PR #8795, opened 2026-08-30
fix(server): stop reading every provider binding on each session list

### LINKED ISSUE #8794: [Bug]: listSessions queries every historical thread on each call, stalling turn starts and connection setup
### Area

apps/server

### Steps to reproduce

1. Use one install for a few weeks so `provider_session_runtime` accumulates rows. Every thread that has ever run an agent keeps one row; nothing prunes them.
2. Start a turn in any thread.
3. Watch `server.trace.ndjson`, or connect a fresh client while the turn starts.

### Expected behavior

Starting a turn costs a bounded number of queries, and connecting a client is not affected by how many threads the install has accumulated.

### Actual behavior

`ProviderService.listSessions` asks the directory for every persisted thread id and then issues one binding lookup per thread:

https://github.com/pingdotgg/t3code/blob/2daff8c25/apps/server/src/provider/Layers/ProviderService.ts#L999-L1016

`directory.listThreadIds()` already reads the whole table (`repository.list()`), so the per-thread `getBinding` calls re-read rows that were just read. Only threads with a live adapter session are used afterwards, so every other read is discarded.

`listSessions` runs several times per turn start. Parent spans from one burst on my install:

```
1774x listSessions < resolveSessionRuntimeForThread < resolveCheckpointCwd < ensurePreTurnBaselineFromDomainTurnStart
 887x listSessions < ensureSessionForThread < processTurnStartRequested < processDomainEvent
 887x listSessions < processTurnStartRequested < processDomainEvent
 887x listSessions < resolveSessionRuntimeForThread < resolveCheckpointCwd < ensurePreTurnBaselineFromTurnStart
```

Measured from `server.trace.ndjson` on that install (886 rows in `provider_session_runtime`, 9 of them `running`):

| Window | sql.execute | Peak rate | p95 | max |
| Quiet | 378/s | 592/s | 7ms | 520ms |
| Turn start | 643/s over 19s | 2163/s | 1298ms | 1439ms |

4,439 statements in that 19s window were the same query, `SELECT ... FROM provider_session_runtime WHERE thread_id = ?`.

### Impact

The server saturates its own event loop on every turn start, so unrelated RPCs queue behind it. `server.getConfig` is one of them, and it gates connection setup, so clients hit the 15s establishment timeout and show "<environment> did not respond during connection setup", then reconnect and repeat. The 15s slow-request toast fires for the same reason. On a local `127.0.0.1` connection with no network involved.

The cost scales with the number of threads the install has ever had, so it gets worse over time.

### Version or commit

`main` at 2daff8c25 (also present in 0.0.35).

### Environment

macOS, desktop app hosting its own server, client connected over `127.0.0.1`.

### Logs or stack traces

```
uk: Failed to connect. Reconnecting...
uk did not respond during connection setup.
```

### Workaround

None available to a user. Archiving or deleting threads does not remove the rows: `ProviderSessionDirectory` has no delete method, and nothing calls the repository's `deleteByThreadId`.

willsheldon:
Fixes #8794.

## Problem

`ProviderService.listSessions` asked the session directory for every persisted thread id, then issued one binding lookup per thread. The provider runtime table keeps a row for every thread that has ever run an agent, so on an install with 886 rows every call ran 886 single-row queries at unbounded concurrency. `listSessions` runs several times per turn start, so a turn start issued roughly 3,500 queries and saturated the event loop. Unrelated RPCs queued behind it, including `server.getConfig`, which gates connection setup, so clients timed out and reconnected.

`directory.listThreadIds()` already reads the whole table, so the per-thread lookups re-read rows that were just read.

## Fix

Only threads with a live adapter session are used after the lookup, so look up those bindings instead of all of them. On the install above that is 9 reads instead of 886, and the cost no longer grows with thread history.

The added test seeds 25 stopped bindings, starts one session, and asserts that listing sessions reads only the live thread's row. It fails on `main` with 26 reads.

## Verification

- `vp test run apps/server/src/provider/Layers/ProviderService.test.ts` — 39 passed
- `tsgo --noEmit -p apps/server/tsconfig.json` — clean
- `vp lint` on the changed files — clean

---

> [!NOTE]
> **Medium Risk**
> Changes hot-path session listing behavior; scope is narrow and aligned with how bindings are actually consumed, with a targeted regression test.
> 
> **Overview**
> **`listSessions`** no longer loads persisted runtime bindings for every thread that ever ran an agent. It now collects thread IDs from **live adapter sessions** only and runs **`getBinding`** for those threads when decorating session metadata.
> 
> That cuts per-call DB work from scaling with full thread history to scaling with active sessions—important because **`listSessions`** runs multiple times per turn start and the old path could issue hundreds of concurrent single-row reads and stall the event loop.
> 
> A regression test seeds many **stopped** bindings plus one active session and asserts **`listSessions`** triggers a single runtime read for the live thread.
> 
> <sup>Reviewed by [Cursor Bugbot](https://cursor.com/bugbot) for commit 27585b01ab897c6a19ef2baf622f5156596f8e0d. Bugbot is set up for automated code reviews on this repo. Configure [here](https://www.cursor.com/dashboard/bugbot).</sup>

> [!NOTE]
> ### Stop reading persisted bindings for stopped sessions in `ProviderService.listSessions`
> - `listSessions` previously fetched a persisted binding for every threadId in the directory, including stopped sessions. It now derives `activeThreadIds` from currently active adapter sessions and loads bindings only for those.
> - Added an integration test in [ProviderService.test.ts](https://github.com/pingdotgg/t3code/pull/8795/files#diff-cbac8cf0b9c33ddbfff2137001d4b9ef6d645a0b205efcf6c714b12efab70f14) that seeds many stopped sessions, starts one live session, and asserts only the live threadId is read from the `ProviderSessionRuntimeRepository`.
> - Risk: stopped sessions no longer have their persisted bindings loaded during `listSessions`; any consumer relying on binding data for non-active threads will not receive it.
>
> 
>
> <sup><a href="https://app.macroscope.com">Macroscope</a> summarized 27585b0.</sup>
> 
>

### DIFF
--- a/apps/server/src/provider/Layers/ProviderService.test.ts
+++ b/apps/server/src/provider/Layers/ProviderService.test.ts
@@ -531,6 +531,84 @@ it.effect(
     }).pipe(Effect.provide(NodeServices.layer)),
 );
 
+it.effect("ProviderServiceLive reads persisted bindings only for live sessions", () =>
+  Effect.gen(function* () {
+    const codex = makeFakeCodexAdapter();
+    const registry = makeAdapterRegistryMock({
+      [ProviderDriverKind.make("codex")]: codex.adapter,
+    });
+    const providerAdapterLayer = Layer.succeed(
+      ProviderAdapterRegistry.ProviderAdapterRegistry,
+      registry,
+    );
+    // Records every per-thread runtime read so the test can assert that listing
+    // sessions does not query threads without a live session.
+    const readThreadIds: Array<ThreadId> = [];
+    const runtimeRepositoryLayer = Layer.effect(
+      ProviderSessionRuntime.ProviderSessionRuntimeRepository,
+      Effect.gen(function* () {
+        const inner = yield* ProviderSessionRuntime.ProviderSessionRuntimeRepository;
+        return {
+          ...inner,
+          getByThreadId: (input: { readonly threadId: ThreadId }) => {
+            readThreadIds.push(input.threadId);
+            return inner.getByThreadId(input);
+          },
+        };
+      }),
+    ).pipe(
+      Layer.provide(ProviderSessionRuntime.layer.pipe(Layer.provide(SqlitePersistenceMemory))),
+    );
+    const directoryLayer = ProviderSessionDirectoryLive.pipe(Layer.provide(runtimeRepositoryLayer));
+    const providerLayer = makeProviderServiceLive().pipe(
+      Layer.provide(providerAdapterLayer),
+      Layer.provide(directoryLayer),
+      Layer.provide(defaultServerSettingsLayer),
+      Layer.provide(serverConfigTestLayer),
+      Layer.provide(AnalyticsService.layerTest),
+      Layer.provide(
+        Layer.succeed(
+          ProviderEventLoggers.ProviderEventLoggers,
+          ProviderEventLoggers.NoOpProviderEventLoggers,
+        ),
+      ),
+    );
+
+    yield* Effect.gen(function* () {
+      const provider = yield* ProviderService.ProviderService;
+      const directory = yield* ProviderSessionDirectory.ProviderSessionDirectory;
+      const activeThreadId = asThreadId("thread-live-binding");
+
+      // Threads that ran an agent in the past keep their runtime binding.
+      for (let index = 0; index < 25; index += 1) {
+        yield* directory.upsert({
+          threadId: asThreadId(`thread-stopped-binding-${index}`),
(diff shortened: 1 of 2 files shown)


t3dotgg:
> [!NOTE]

We are keeping the session-list performance fix in the open [PR #8909](https://github.com/pingdotgg/t3code/pull/8909) instead of maintaining two implementations. Both replace the full history scan with binding reads for distinct thread IDs from live adapter sessions. That removes the lookup for each inactive thread on every session-list call. The fix is not on `main` yet.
^^^^^^^^
What the task asks →
Every line of the listing that includes the word "input" forms the answer.

Written answer →
+          getByThreadId: (input: { readonly threadId: ThreadId }) => {
+            readThreadIds.push(input.threadId);
+            return inner.getByThreadId(input);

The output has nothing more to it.